A Visit More Symbolic Than Political

El presidente de EE UU, Barack Obama, habla con su homólogo cubano, Raúl Castro. (Casa Blanca)
Barack Obama speaking with his counterpart Raúl Castro. (White House)
Yoani Sánchez

19 de febrero 2016 - 04:12

Havana/The last time a United States president visited Cuba Havana’s Capitol Building had not yet opened, baseball’s star pitcher The Black Diamond died, and my grandmother was a little girl with messy hair and a penetrating gaze. There is no one left who remembers this moment who can tell us about it first hand, so Barack Obama’s arrival on the island will be a new experience for all Cubans.

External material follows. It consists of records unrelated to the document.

PR #95, opened 2021-07-09
SDKCF-3977 avoid Campaign display if image fetch fails

apparition47:
# Description

Match Android behaviour by not displaying the Campaign if its associated `imageUrl` is not nil and fails to download.

Used `URLSession` over `Data(contentsOf:)` since the latter has a unsettable and long default timeout. 

## Links

* SDKCF-3977
* Behaviour reference: [android-inappmessaging DisplayMessageJobIntentService.kt:48-52](https://github.com/rakutentech/android-inappmessaging/blob/73df94dac6f81783c09488a10ff00871432def4b/inappmessaging/src/main/java/com/rakuten/tech/mobile/inappmessaging/runtime/service/DisplayMessageJobIntentService.kt#L49-L52)

# Checklist

### DIFF
--- a/RInAppMessaging/Classes/CampaignDispatcher.swift
+++ b/RInAppMessaging/Classes/CampaignDispatcher.swift
@@ -43,7 +43,7 @@ internal class CampaignDispatcher: CampaignDispatcherType, TaskSchedulable {
             memoryCapacity: 512_000,
             // response must be <= 5% in order to be cached
             diskCapacity: 400_000_000, // allocation: 5MB * 4 images / 5%
-            diskPath: "RInAppMessaging") 
+            diskPath: "RInAppMessaging")
         httpSession = URLSession(configuration: sessionConfig)
     }
 
--- a/RInAppMessaging/Classes/CampaignDispatcher.swift
+++ b/RInAppMessaging/Classes/CampaignDispatcher.swift
@@ -145,7 +145,6 @@ internal class CampaignDispatcher: CampaignDispatcherType, TaskSchedulable {
     private func data(from url: URL, completion: @escaping (Data?) -> Void) {
         let sessionConfig = URLSessionConfiguration.default
         sessionConfig.timeoutIntervalForRequest = 5 // seconds
-        sessionConfig.timeoutIntervalForResource = 5
         URLSession(configuration: sessionConfig).dataTask(with: url) { (data, _, error) in
             guard error != nil else {
                 completion(nil)
--- a/RInAppMessaging/Classes/CampaignDispatcher.swift
+++ b/RInAppMessaging/Classes/CampaignDispatcher.swift
@@ -42,7 +42,7 @@ internal class CampaignDispatcher: CampaignDispatcherType, TaskSchedulable {
         sessionConfig.urlCache = URLCache(
             memoryCapacity: 512_000,
             diskCapacity: 8_000_000_000, // 100_000_000(5MB) * 4 images / 0.05 capacity
-            diskPath: "IAM.CampaignDisplay") // non-iCloud cache path
+            diskPath: "RInAppMessaging") // non-iCloud cache path
         httpSession = URLSession(configuration: sessionConfig)
     }
 
--- a/RInAppMessaging/Classes/CampaignDispatcher.swift
+++ b/RInAppMessaging/Classes/CampaignDispatcher.swift
@@ -27,7 +27,7 @@ internal class CampaignDispatcher: CampaignDispatcherType, TaskSchedulable {
 
     weak var delegate: CampaignDispatcherDelegate?
     var scheduledTask: DispatchWorkItem?
-    var httpSession: URLSession
+    private(set) var httpSession: URLSession
 
     init(router: RouterType,
          permissionService: DisplayPermissionServiceType,
--- a/RInAppMessaging/Classes/CampaignDispatcher.swift
+++ b/RInAppMessaging/Classes/CampaignDispatcher.swift
@@ -41,8 +41,9 @@ internal class CampaignDispatcher: CampaignDispatcherType, TaskSchedulable {
         sessionConfig.timeoutIntervalForRequest = Constants.CampaignMessage.imageResourceRequestTimeoutSeconds
         sessionConfig.urlCache = URLCache(
             memoryCapacity: 512_000,
-            diskCapacity: 8_000_000_000, // 100_000_000(5MB) * 4 images / 0.05 capacity
-            diskPath: "RInAppMessaging") // non-iCloud cache path
+            // response must be <= 5% in order to be cached
+            diskCapacity: 8_000_000_000, // allocation: 5MB * 4 images / 5%
+            diskPath: "RInAppMessaging") 
         httpSession = URLSession(configuration: sessionConfig)
     }
 
--- a/RInAppMessaging/Classes/CampaignDispatcher.swift
+++ b/RInAppMessaging/Classes/CampaignDispatcher.swift
@@ -42,7 +42,7 @@ internal class CampaignDispatcher: CampaignDispatcherType, TaskSchedulable {
         sessionConfig.urlCache = URLCache(
             memoryCapacity: 512_000,
             // response must be <= 5% in order to be cached
-            diskCapacity: 8_000_000_000, // allocation: 5MB * 4 images / 5%
+            diskCapacity: 400_000_000, // allocation: 5MB * 4 images / 5%
             diskPath: "RInAppMessaging") 
         httpSession = URLSession(configuration: sessionConfig)
     }
--- a/RInAppMessaging/Classes/CampaignDispatcher.swift
+++ b/RInAppMessaging/Classes/CampaignDispatcher.swift
@@ -94,14 +94,16 @@ internal class CampaignDispatcher: CampaignDispatcherType, TaskSchedulable {
             return
         }
 
-        // fetch image from url and display if successful
+        // fetch from imageUrl, display if successful, skip on error
         if let resImgUrlString = campaign.data.messagePayload.resource.imageUrl, let resImgUrl = URL(string: resImgUrlString) {
             data(from: resImgUrl) { imgBlob in
-                guard let imgBlob = imgBlob else {
-                    self.dispatchNext()
-                    return
+                self.dispatchQueue.async {
+                    guard let imgBlob = imgBlob else {
+                        self.dispatchNext()
+                        return
+                    }
+                    self.displayCampaign(campaign, imageBlob: imgBlob)
                 }
-                self.displayCampaign(campaign, imageBlob: imgBlob)
             }
         } else {
             // If no image expected, just display the message.
--- a/RInAppMessaging/Classes/CampaignDispatcher.swift
+++ b/RInAppMessaging/Classes/CampaignDispatcher.swift
@@ -27,6 +27,7 @@ internal class CampaignDispatcher: CampaignDispatcherType, TaskSchedulable {
 
     weak var delegate: CampaignDispatcherDelegate?
     var scheduledTask: DispatchWorkItem?
+    var httpSession: URLSession
 
     init(router: RouterType,
          permissionService: DisplayPermissionServiceType,
@@ -35,6 +36,10 @@ internal class CampaignDispatcher: CampaignDispatcherType, TaskSchedulable {
         self.router = router
         self.permissionService = permissionService
         self.campaignRepository = campaignRepository
+
+        let sessionConfig = URLSessionConfiguration.default
+        sessionConfig.timeoutIntervalForRequest = Constants.CampaignMessage.imageResourceRequestTimeoutSeconds
+        httpSession = URLSession(configuration: sessionConfig)
     }
 
     func addToQueue(campaignID: String) {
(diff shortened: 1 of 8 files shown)


RInAppMessaging/Classes/CampaignDispatcher.swift
```diff
@@ -89,10 +89,26 @@ internal class CampaignDispatcher: CampaignDispatcherType, TaskSchedulable {
             return
         }
 
+        // fetch image from url and display if successful
+        if let resImgUrlString = campaign.data.messagePayload.resource.imageUrl, let resImgUrl = URL(string: resImgUrlString) {
```
imaginaris, line 103: I'm wondering if adding additional concurrency here won't cause any unwanted side effects (like race conditions) now or in the future. Should we make image downloading synchronous? Is it worth it?

RInAppMessaging/Classes/CampaignDispatcher.swift
```diff
@@ -125,4 +141,16 @@ internal class CampaignDispatcher: CampaignDispatcherType, TaskSchedulable {
         return campaignData.intervalBetweenDisplaysInMS ??
             Constants.CampaignMessage.defaultIntervalBetweenDisplaysInMS
     }
+
+    private func data(from url: URL, completion: @escaping (Data?) -> Void) {
+        let sessionConfig = URLSessionConfiguration.default
+        sessionConfig.timeoutIntervalForRequest = 5 // seconds
```
imaginaris: I think 5 is reasonable. Let's just put that into a class-level constant (or some `Constants` struct).

RInAppMessaging/Classes/CampaignDispatcher.swift
```diff
@@ -125,4 +141,16 @@ internal class CampaignDispatcher: CampaignDispatcherType, TaskSchedulable {
         return campaignData.intervalBetweenDisplaysInMS ??
             Constants.CampaignMessage.defaultIntervalBetweenDisplaysInMS
     }
+
+    private func data(from url: URL, completion: @escaping (Data?) -> Void) {
+        let sessionConfig = URLSessionConfiguration.default
```
imaginaris: Is default cache policy enough in this case or `returnCacheDataElseLoad` (thinking specifically about images) would better? What do you think?

imaginaris:
I think it'd be nice to have a unit test that checks if campaign is not displayed in case of image download failure. (you can use URLSessionMock for that)

RInAppMessaging/Classes/CampaignDispatcher.swift
apparition47: Forgot that images could be shown more than once. I think relying on the caching policy defined in the HTTP headers as per the default is fairly sensible. But I guess the main problem is that the default `urlCache` size is something low like 512kB(?).

EDIT: Thinking the defaults set on `URLSessionConfiguration.default` are okay 🤔
```
(lldb) po URLSessionConfiguration.default.urlCache!.memoryCapacity
512000

(lldb) po URLSessionConfiguration.default.urlCache!.diskCapacity
10000000
```

RInAppMessaging/Classes/CampaignDispatcher.swift
apparition47: Should be fine if I dispatch the URLSession's completion block the on same queue as where the campaignRepo is being mutated/decremented. Was initially concerned about `CampaignDispatcher` stalling due to `Data(contentsOf:)` long 60s(?) default timeout and slow/intermittent connections

imaginaris: Ok so let's leave as it is. Yeah, the previous implementation wasn't good in terms of error and timeout handling.

RInAppMessaging/Classes/CampaignDispatcher.swift
imaginaris: Yeah it's 512kb for memory cache. 
According to this: https://developer.apple.com/documentation/foundation/nsurlsessiondatadelegate/1411612-urlsession
request can't exceed 5% of the allocated disk capacity to be cached. I think we should increase those values to store maybe 4 campaign images (5MB is the limit for campaign image in the dashboard).

Tests/ReadyCampaignDispatcherSpec.swift
```diff
@@ -21,6 +21,17 @@ class ReadyCampaignDispatcherSpec: QuickSpec {
                                                 permissionService: permissionService,
                                                 campaignRepository: campaignRepository)
                 dispatcher.delegate = delegate
+
+                dispatcher.httpSession = URLSessionMock.mock(originalInstance: .shared)
```
imaginaris: hmm. does that work without calling `URLSessionMock.startMockingURLSession()`?

Tests/ReadyCampaignDispatcherSpec.swift
```diff
@@ -179,6 +190,26 @@ class ReadyCampaignDispatcherSpec: QuickSpec {
...
+                            // swiftlint:disable:next force_cast
+                            let httpSession = dispatcher.httpSession as! URLSessionMock
+                            httpSession.httpResponse = HTTPURLResponse(url: URL(string: "https://example.com/cat.jpg")!,
+                                                                       statusCode: 500,
+                                                                       httpVersion: nil,
+                                                                       headerFields: nil)
+                            httpSession.responseError = NSError(domain: "campaign.error.test", code: 1, userInfo: nil)
+                        }
+
+                        it("won't display campaign when imageUrl is defined") {
```
imaginaris, line 216: Please add also one test for positive case (i.e. image defined and status code 200)

imaginaris (changes requested):

Tests/ReadyCampaignDispatcherSpec.swift
apparition47: Yes, but only because `CampaignDispatcher.httpSession` wasn't private and I was setting it directly from the test. I'll change it to private and just swizzle it out like you did.

RInAppMessaging/Classes/CampaignDispatcher.swift
```diff
@@ -39,6 +39,10 @@ internal class CampaignDispatcher: CampaignDispatcherType, TaskSchedulable {
 
         let sessionConfig = URLSessionConfiguration.default
         sessionConfig.timeoutIntervalForRequest = Constants.CampaignMessage.imageResourceRequestTimeoutSeconds
+        sessionConfig.urlCache = URLCache(
+            memoryCapacity: 512_000,
+            diskCapacity: 8_000_000_000, // 100_000_000(5MB) * 4 images / 0.05 capacity
```
imaginaris: I'm not sure I understand this equation 😄

RInAppMessaging/Classes/CampaignDispatcher.swift
```diff
@@ -41,8 +41,9 @@ internal class CampaignDispatcher: CampaignDispatcherType, TaskSchedulable {
         sessionConfig.timeoutIntervalForRequest = Constants.CampaignMessage.imageResourceRequestTimeoutSeconds
         sessionConfig.urlCache = URLCache(
             memoryCapacity: 512_000,
-            diskCapacity: 8_000_000_000, // 100_000_000(5MB) * 4 images / 0.05 capacity
-            diskPath: "RInAppMessaging") // non-iCloud cache path
+            // response must be <= 5% in order to be cached
+            diskCapacity: 8_000_000_000, // allocation: 5MB * 4 images / 5%
```
imaginaris: 5 000 000*4/0.05 is 400 000 000. Where did 8000M came from?

apparition47: hmmmm 😵

imaginaris (approved):

RInAppMessaging/Classes/Views/Presenters/BaseViewPresenter.swift
```diff
@@ -20,16 +19,7 @@ internal class BaseViewPresenter: BaseViewPresenterType {
...
-        guard let imageURLString = campaign.data.messagePayload.resource.imageUrl,
-            let encodedImageURLString = imageURLString.addingPercentEncoding(withAllowedCharacters: .urlQueryAllowed),
-            let encodedImageURL = URL(string: encodedImageURLString),
-            let imageData = try? Data(contentsOf: encodedImageURL) else {
-
-            return nil
-        }
-        return UIImage(data: imageData)
-    }()
+    var associatedImage: UIImage?
```
donnie-jp, line 22: I liked that we fetched this lazily before.

I think now we risk delaying the campaign display to a point where it could be out of context of what the app is now doing.

RInAppMessaging/Classes/CampaignDispatcher.swift
```diff
@@ -89,10 +99,28 @@ internal class CampaignDispatcher: CampaignDispatcherType, TaskSchedulable {
             return
         }
 
+        // fetch from imageUrl, display if successful, skip on error
+        if let resImgUrlString = campaign.data.messagePayload.resource.imageUrl, let resImgUrl = URL(string: resImgUrlString) {
+            data(from: resImgUrl) { imgBlob in
+                self.dispatchQueue.async {
```
donnie-jp, line 105: As this is already executed on the background IAM dispatchQueue why is it necessary to make this async?

RInAppMessaging/Classes/CampaignDispatcher.swift
```diff
@@ -35,6 +36,15 @@ internal class CampaignDispatcher: CampaignDispatcherType, TaskSchedulable {
         self.router = router
         self.permissionService = permissionService
         self.campaignRepository = campaignRepository
+
+        let sessionConfig = URLSessionConfiguration.default
+        sessionConfig.timeoutIntervalForRequest = Constants.CampaignMessage.imageResourceRequestTimeoutSeconds
```
donnie-jp, line 41: 👍 
Definitely better with this lower timeout.

RInAppMessaging/Classes/CampaignDispatcher.swift
```diff
@@ -35,6 +36,15 @@ internal class CampaignDispatcher: CampaignDispatcherType, TaskSchedulable {
...
+        sessionConfig.urlCache = URLCache(
+            memoryCapacity: 512_000,
+            // response must be <= 5% in order to be cached
+            diskCapacity: 400_000_000, // allocation: 5MB * 4 images / 5%
```
donnie-jp, line 45: 400 MB on-disk capacity seems excessive?

https://developer.apple.com/documentation/foundation/urlcache/3329590-init
> A disk cache measured in the tens of megabytes is acceptable in most cases.

RInAppMessaging/Classes/Views/Presenters/BaseViewPresenter.swift
apparition47: This change though is similar to how [Android downloads then caches the image](https://github.com/rakutentech/android-inappmessaging/blob/73df94dac6f81783c09488a10ff00871432def4b/inappmessaging/src/main/java/com/rakuten/tech/mobile/inappmessaging/runtime/service/DisplayMessageJobIntentService.kt#L61) before opening up the view. We could even argue this new way is even **faster (i.e. less delay) than before**, at least for the `maxImpressions>1` case, due to the cache being used here

imaginaris: @donnie-jp previously it was also delayed. `associatedImage` was called before displaying and `UIImage(data: imageData)` is a synchronous method. Now it's just another async call on the same queue

RInAppMessaging/Classes/CampaignDispatcher.swift
imaginaris: True, 400MB is a lot but I don't think it will be used. Maybe instead of increasing disk capacity we could rely on increased memory capacity and bypass that 5% check by setting cache policy to `.returnCacheDataElseLoad` (I'm not sure if that's going to work though)

RInAppMessaging/Classes/Views/Presenters/BaseViewPresenter.swift
donnie-jp: Ah I forgot that the point was to avoid displaying the campaign if the image can't be loaded 😐

RInAppMessaging/Classes/CampaignDispatcher.swift
donnie-jp: Ok, but I'd rather stick to the suggested tens of MB guideline, and set maybe 40MB or 50MB.
Will that not be sufficient?

If you agree, please make this change in a follow-up PR @apparition47

RInAppMessaging/Classes/CampaignDispatcher.swift
apparition47: (Context: this line `data(from: resImgUrl) { imgBlob in` uses URLSession underneath and `URLSessionConfiguration.default`.)

I always thought the URLSession's completion returned on its own background queue so that's why I dispatched it back onto our `CampaignDispatcher.dispatchQueue` where everything else is being run off of.

apparition47: [Completion runs on a separate queue according to SO](https://stackoverflow.com/questions/48951961/how-to-tell-what-queue-a-completionhandler-executes-on). @imaginaris suggested running an experiment and this was the output:
```swift
import Foundation
func currentQueueName() -> String? {
    String(cString: __dispatch_queue_get_label(nil), encoding: .utf8)
}
let dispatchQueue = DispatchQueue(label: "IAM.CampaignDisplay", qos: .userInteractive)
dispatchQueue.async {
    print(currentQueueName()!) // output: IAM.CampaignDisplay
    URLSession.shared.dataTask(with: URL(string:"https://www.google.com")!) { x,y,z in
        print(currentQueueName()!) // output: com.apple.NSURLSession-delegate
    }.resume()
}
```
So I guess we do need to send the completion back to `CampaignDispatcher.dispatchQueue`.

donnie-jp: Yep, you are right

How will people react? With joy and relief. Although there is little the president of another country can do to change a nation where we citizens have allowed a dictatorship, his visit will have a strong symbolic impact. No one can deny that the resident of the White House will be more appealing and popular among Cubans than the old and uncharismatic general who inherited power through his bloodline.

When the presidential plane touches down on the island, the discourse of the barricade, so commonly called on by the Cuban government for over half a century, will suffer an irreversible blow. It will not be the same as seeing Raul Castro and Barack Obama shaking hands in Panama to see them to meet on the territory that until recently was full of official billboards against “the empire” with mocking caricatures of Uncle Sam.

the leader of the United States cannot change Cuba and it is better if he doesn’t try, because this national mess is our responsibility

The Communist Party press will have to jump through hoops to explain to us the official welcome of the commander-in-chief of the armed forces of the “enemy country.” The most recalcitrant Party militants will feel betrayed and it will be clear to all that, behind the supposed ideology, there is only a determination to cling to power through the typical strategies of political chameleons.

In the streets, people will experience the enthusiasm of the unexpected event. For black and mixed-race Cubans, the message is clear and direct in a country where a white gerontocracy controls power. Those who have a T-shirt or sign with Obama’s face will flaunt it on those days, taking advantage of official persuasiveness. Fidel Castro will die a little more in his guarded Havana refuge.

“President” brand beer will run out in the cafés, where loud calls to “give me two more Obamas” will be heard, and there is no doubt that the civil registries that week will record several newborns with names like Obamita de la Caridad Perez or Yurislandi Obama. Pepito, the little boy who stars in our popular humor, will release a couple of jokes for the occasion, and tchotchkes sellers will offer items with the lawyer’s profile and the five letters of his name.

One thing is clear, however, beyond the trinkets of enthusiasm, the leader of the United States cannot change Cuba and it is better if he doesn’t try, because this national mess is our responsibility. His trip, however, will have a lasting effect and he should take advantage of the opportunity to send a loud and clear message in front of the microphones.

His words should be directed to those young people who right now are assembling a raft, fueled by their despair they carry within. He needs to let them know that the material and moral misery that surrounds them is not the responsibility of the White House. The best way in which Obama can transcend Cuba’s history is by making it clear that the perpetrators of the drama we are living are here, in the Plaza of the Revolution in Havana.